Training objective that aligns the gradient of a scalar network directly with the difference of two vector-valued diffusion score functions.

Modeling

Base Model: Diffusion Model (Architecture dependent on domain, e.g., U-Net for images/Maze2D)

Training Method: Gradient Matching (Physics-Informed Neural Network style optimization)

Objective Functions:

Purpose: Extract reward by matching gradients.

Formally: Minimize Euclidean norm between gradient of reward network and the difference in score outputs: || grad(Reward) - (Score_Expert - Score_Base) ||^2

Compute: Not reported in the provided text

Comparison to Prior Work

vs. MaxEnt IRL: Does not require environment access or an inner loop of policy optimization; works directly with pre-trained diffusion models.
vs. Diffuser: This method extracts the reward function that explains the difference between two Diffuser models, rather than just using a reward to plan.

Limitations

Relies on the availability of two distinct diffusion models (base and expert).
Quality of extracted reward depends on the quality of the score estimation in the diffusion models.
Requires the score functions to be well-defined and differentiable.

Reproducibility

Code: https://www.robots.ox.ac.uk/~vgg/research/reward-diffusion/

Code and video are available at https://www.robots.ox.ac.uk/~vgg/research/reward-diffusion/. The paper utilizes standard environments (Maze2D, MuJoCo locomotion) and models (Stable Diffusion).

📊 Experiments & Results

Evaluation Setup

Reward extraction from pre-trained diffusion models in navigation, locomotion, and image generation.

Benchmarks:

Maze2D (Navigation / Path Planning)
Hopper / HalfCheetah / Walker2D (Locomotion (MuJoCo))
Stable Diffusion vs Safe Stable Diffusion (Image Generation / Safety)

Metrics:

Visual alignment of reward map (Maze2D)
Performance of base model when steered by extracted reward (Locomotion)
Qualitative assessment of reward on harmful vs harmless images
Statistical methodology: Not explicitly reported in the paper

Experiment Figures

Application of the method to image generation, comparing Stable Diffusion with a 'Safe' version.

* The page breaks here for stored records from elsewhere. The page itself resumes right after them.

Issue #1610, opened 2023-06-26
Fix the precheck for out of memory in Substitute


nguhoa:
With the following expression, we expected precheck return error before run it and throw exception of out of memory:
Len(With({one: "aaaaaaaaaaaaaaaaaa"}, Substitute(Substitute(Substitute(Substitute(Substitute(Substitute(Substitute(Substitute(Substitute(Substitute(one, "a", one), "a", one), "a", one), "a", one), "a", one), "a", one), "a", one), "a", one), "a", one), "a", one)))

Error:
System.OutOfMemoryException: Exception of type 'System.OutOfMemoryException' was thrown.
   at System.Text.StringBuilder.ToString()
   at Microsoft.PowerFx.Functions.Library.SubstituteWorker(EvalVisitor eval, IRContext irContext, StringValue source, StringValue match, StringValue replacement, Int32 instanceNum)
   at Microsoft.PowerFx.Functions.Library.Substitute(EvalVisitor runner, EvalVisitorContext context, IRContext irContext, FormulaValue[] args)
   at Microsoft.PowerFx.Functions.Library.<>c__DisplayClass466_0`1.<StandardErrorHandling>b__0(EvalVisitor runner, EvalVisitorContext context, IRContext irContext, T[] args)
   at Microsoft.PowerFx.Functions.Library.<>c__DisplayClass463_0`1.<<StandardErrorHandlingAsync>b__0>d.MoveNext()
--- End of stack trace from previous location where exception was thrown ---
   at Microsoft.PowerFx.EvalVisitor.Visit(CallNode node, EvalVisitorContext context)
   at Microsoft.PowerFx.EvalVisitor.Visit(CallNode node, EvalVisitorContext context)
   at Microsoft.PowerFx.EvalVisitor.Visit(CallNode node, EvalVisitorContext context)
   at Microsoft.PowerFx.EvalVisitor.Visit(CallNode node, EvalVisitorContext context)
   at Microsoft.PowerFx.EvalVisitor.Visit(CallNode node, EvalVisitorContext context)
   at Microsoft.PowerFx.EvalVisitor.Visit(LazyEvalNode node, EvalVisitorContext context)
   at Microsoft.PowerFx.Types.LambdaFormulaValue.EvalInRowScopeAsync(EvalVisitorContext context)
   at Microsoft.PowerFx.Functions.Library.With(EvalVisitor runner, EvalVisitorContext context, IRContext irContext, FormulaValue[] args)
[...]

PR #1623, opened 2023-06-28
Fix precheck issue in substitute out of memory.

nguhoa:
Fix issue: https://github.com/microsoft/Power-Fx/issues/1610
- Fix logic to throw overflow exception if result length of substitute is more than int.MaxValue.
- Check if result length is more than int.MaxValue (StringBuilder capacity as in https://learn.microsoft.com/en-us/dotnet/api/system.text.stringbuilder.maxcapacity?view=net-6.0), then return runtime error in substitute precheck.
- Added tests for 2 cases above.

### DIFF
--- a/src/libraries/Microsoft.PowerFx.Interpreter/Functions/LibraryText.cs
+++ b/src/libraries/Microsoft.PowerFx.Interpreter/Functions/LibraryText.cs
@@ -940,28 +940,21 @@ namespace Microsoft.PowerFx.Functions
                 return sourceLen;
             }
 
-            try
+            checked
             {
-                checked
+                if (replaceAll)
                 {
-                    if (replaceAll)
-                    {
-                        // Replace all instances. 
-                        // Maximum possible length of Substitute, convert all the Match to Replacement. 
-                        // Unicode, so 2B per character.                        
-                        // Round up as conservative estimate. 
-                        maxLenChars = (int)Math.Ceiling((double)sourceLen / matchLen) * replacementLen;
-                    }
-                    else
-                    {
-                        // Only replace 1 instance 
-                        maxLenChars = sourceLen - matchLen + replacementLen;
-                    }
+                    // Replace all instances. 
+                    // Maximum possible length of Substitute, convert all the Match to Replacement. 
+                    // Unicode, so 2B per character.                        
+                    // Round up as conservative estimate. 
+                    maxLenChars = (int)Math.Ceiling((double)sourceLen / matchLen) * replacementLen;
                 }
-            }
-            catch (OverflowException e)
-            {
-                throw e;
+                else
+                {
+                    // Only replace 1 instance 
+                    maxLenChars = sourceLen - matchLen + replacementLen;
+                }
             }
             
             // If not match found, will still be source length 
@@ -996,7 +989,7 @@ namespace Microsoft.PowerFx.Functions
             {
                 maxLenChars = SubstituteGetResultLength(sourceLen, matchLen, replacementLen, instanceNum < 0);
             }
-            catch
+            catch (OverflowException)
             {
                 return CommonErrors.OverflowError(irContext);
             }
--- a/src/libraries/Microsoft.PowerFx.Interpreter/Functions/LibraryText.cs
+++ b/src/libraries/Microsoft.PowerFx.Interpreter/Functions/LibraryText.cs
@@ -15,6 +15,7 @@ using Microsoft.PowerFx.Core.IR;
 using Microsoft.PowerFx.Core.Localization;
 using Microsoft.PowerFx.Core.Utils;
 using Microsoft.PowerFx.Types;
+using static Microsoft.PowerFx.Governor;
 
 namespace Microsoft.PowerFx.Functions
 {
@@ -929,9 +930,9 @@ namespace Microsoft.PowerFx.Functions
         }
 
         // This is static analysis before actually executing, so just use string lengths and avoid contents. 
-        internal static int SubstituteGetResultLength(int sourceLen, int matchLen, int replacementLen, bool replaceAll)
+        internal static double SubstituteGetResultLength(int sourceLen, int matchLen, int replacementLen, bool replaceAll)
         {
-            int maxLenChars;
+            double maxLenChars;
 
             if (matchLen > sourceLen)
             {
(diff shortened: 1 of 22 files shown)


LucGenetier:
✅ No public API change.

src/tests/Microsoft.PowerFx.Interpreter.Tests/SandboxTests.cs
```diff
@@ -180,10 +196,16 @@ public async Task InfiniteLoop(string expr)
...
+        [InlineData(612220032, 1, 18, true, 11019960576)]
+        [InlineData(int.MaxValue, 1, 100, true, 214748364700)]
+        [InlineData(100, 10, int.MaxValue, true, 21474836470)]
+        [InlineData(612220032, 0, 18, true, 612220032)]
+        [InlineData(0, 1, int.MaxValue, true, 0)]
+        [InlineData(5, 3, 0, true, 5)]
         [InlineData(4, 1, 5, false, 8)] // just first,  (4-1+5)
         [InlineData(4, 5, 3, false, 4)]
-        public void TestSubstitutePrePoll(int sourceLen, int matchLen, int replacementLen, bool replaceAll, int expectedMaxLenChars)
+        public void TestSubstitutePrePoll(int sourceLen, int matchLen, int replacementLen, bool replaceAll, double expectedMaxLenChars)
```
MikeStall, line 208: >double [](http://example.com/codeflow?start=108&length=6)

int64?  (still a whole number)

src/libraries/Microsoft.PowerFx.Interpreter/Functions/LibraryText.cs
```diff
@@ -929,9 +930,9 @@ public static FormulaValue Split(IRContext irContext, StringValue[] args)
         }
 
         // This is static analysis before actually executing, so just use string lengths and avoid contents. 
-        internal static int SubstituteGetResultLength(int sourceLen, int matchLen, int replacementLen, bool replaceAll)
+        internal static double SubstituteGetResultLength(int sourceLen, int matchLen, int replacementLen, bool replaceAll)
```
MikeStall, line 933: >double [](http://example.com/codeflow?start=24&length=6)

int64

MikeStall, line 933: >SubstituteGetResultLength [](http://example.com/codeflow?start=31&length=25)

For overflow,  should this be a checked context? 


We should still catch the overflow exception

[https://learn.microsoft.com/en-us/dotnet/csharp/language-reference/statements/checked-and-unchecked](https://learn.microsoft.com/en-us/dotnet/csharp/language-reference/statements/checked-and-unchecked)

src/libraries/Microsoft.PowerFx.Interpreter/Functions/LibraryText.cs
```diff
@@ -988,7 +989,13 @@ private static FormulaValue Substitute(EvalVisitor runner, EvalVisitorContext co
             var matchLen = match.Value.Length;
             var replacementLen = replacement.Value.Length;
 
-            var maxLenChars = SubstituteGetResultLength(sourceLen, matchLen, replacementLen, instanceNum < 0);
+            var maxLen = SubstituteGetResultLength(sourceLen, matchLen, replacementLen, instanceNum < 0);
+
+            if (!TryGetIntFromDouble(maxLen, out int maxLenChars))
+            {
+                throw new GovernorException($"Memory overuse: Used {maxLen} characters vs. {int.MaxValue} characters allowed.");
+            }
```
MikeStall, line 997: we could catch overflow here and return a runtime error. 

CommonErrors.OverflowError

src/tests/Microsoft.PowerFx.Interpreter.Tests/SandboxTests.cs
nguhoa: keep this as int.

src/libraries/Microsoft.PowerFx.Interpreter/Functions/LibraryText.cs
nguhoa: keep int.

LucGenetier:
✅ No public API change.

src/libraries/Microsoft.PowerFx.Interpreter/Functions/LibraryText.cs
nguhoa: add check overflow.

src/libraries/Microsoft.PowerFx.Interpreter/Functions/LibraryText.cs
```diff
@@ -933,34 +933,37 @@ internal static int SubstituteGetResultLength(int sourceLen, int matchLen, int r
...
+                    }
                 }
             }
-            else
+            catch (OverflowException e)
             {
-                // Only replace 1 instance 
-                maxLenChars = sourceLen - matchLen + replacementLen;
+                throw e;
             }
```
MikeStall, line 965: Do we need this?

src/libraries/Microsoft.PowerFx.Interpreter/Functions/LibraryText.cs
```diff
@@ -987,8 +990,17 @@ private static FormulaValue Substitute(EvalVisitor runner, EvalVisitorContext co
             var sourceLen = source.Value.Length;
             var matchLen = match.Value.Length;
             var replacementLen = replacement.Value.Length;
+            var maxLenChars = sourceLen;
+
+            try
+            {
+                maxLenChars = SubstituteGetResultLength(sourceLen, matchLen, replacementLen, instanceNum < 0);
+            }
+            catch
```
MikeStall, line 999: >catch [](http://example.com/codeflow?start=12&length=5)

This should be: 
catch (OverflowException)

src/libraries/Microsoft.PowerFx.Interpreter/Functions/LibraryText.cs
nguhoa: removed

src/libraries/Microsoft.PowerFx.Interpreter/Functions/LibraryText.cs
nguhoa: updated

LucGenetier:
✅ No public API change.

MikeStall (approved):
:shipit:

LucGenetier:
✅ No public API change.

Reward recovery in Maze2D environments.

Main Takeaways

The method successfully extracts a 'relative reward' that captures the goal-directed behavior differences between an exploratory base model and an expert model in Maze2D.
In high-dimensional locomotion tasks (Hopper, HalfCheetah, Walker2D), the extracted reward function is capable of steering a suboptimal base policy to achieve significantly higher performance, effectively recovering the expert's intent.
The approach generalizes beyond sequential decision-making to image generation, where it identifies a 'safety' reward function by comparing standard Stable Diffusion with a safe version, assigning lower rewards to violent/hateful content.

📚 Prerequisite Knowledge

Prerequisites

Diffusion Models (SDE formulation)
Score Matching
Reinforcement Learning as Probabilistic Inference

Key Terms

Diffusion Models: Generative models that create data by learning to reverse a gradual noise-addition process (denoising).

Score Function: The gradient of the log-probability density with respect to the data, which diffusion models are trained to approximate.

Inverse Reinforcement Learning (IRL): The problem of deriving a reward function that explains observed optimal behavior.

Classifier Guidance: A technique to steer the sampling process of a diffusion model using the gradients of a separate classifier or function (in this case, the extracted reward).

MaxEnt IRL: Maximum Entropy Inverse Reinforcement Learning—a framework that finds the reward function making observed behavior appear most probable under a maximum entropy distribution.

Relative Reward Function: A function quantifying the preference difference between two policies (diffusion models) rather than an absolute reward from the environment.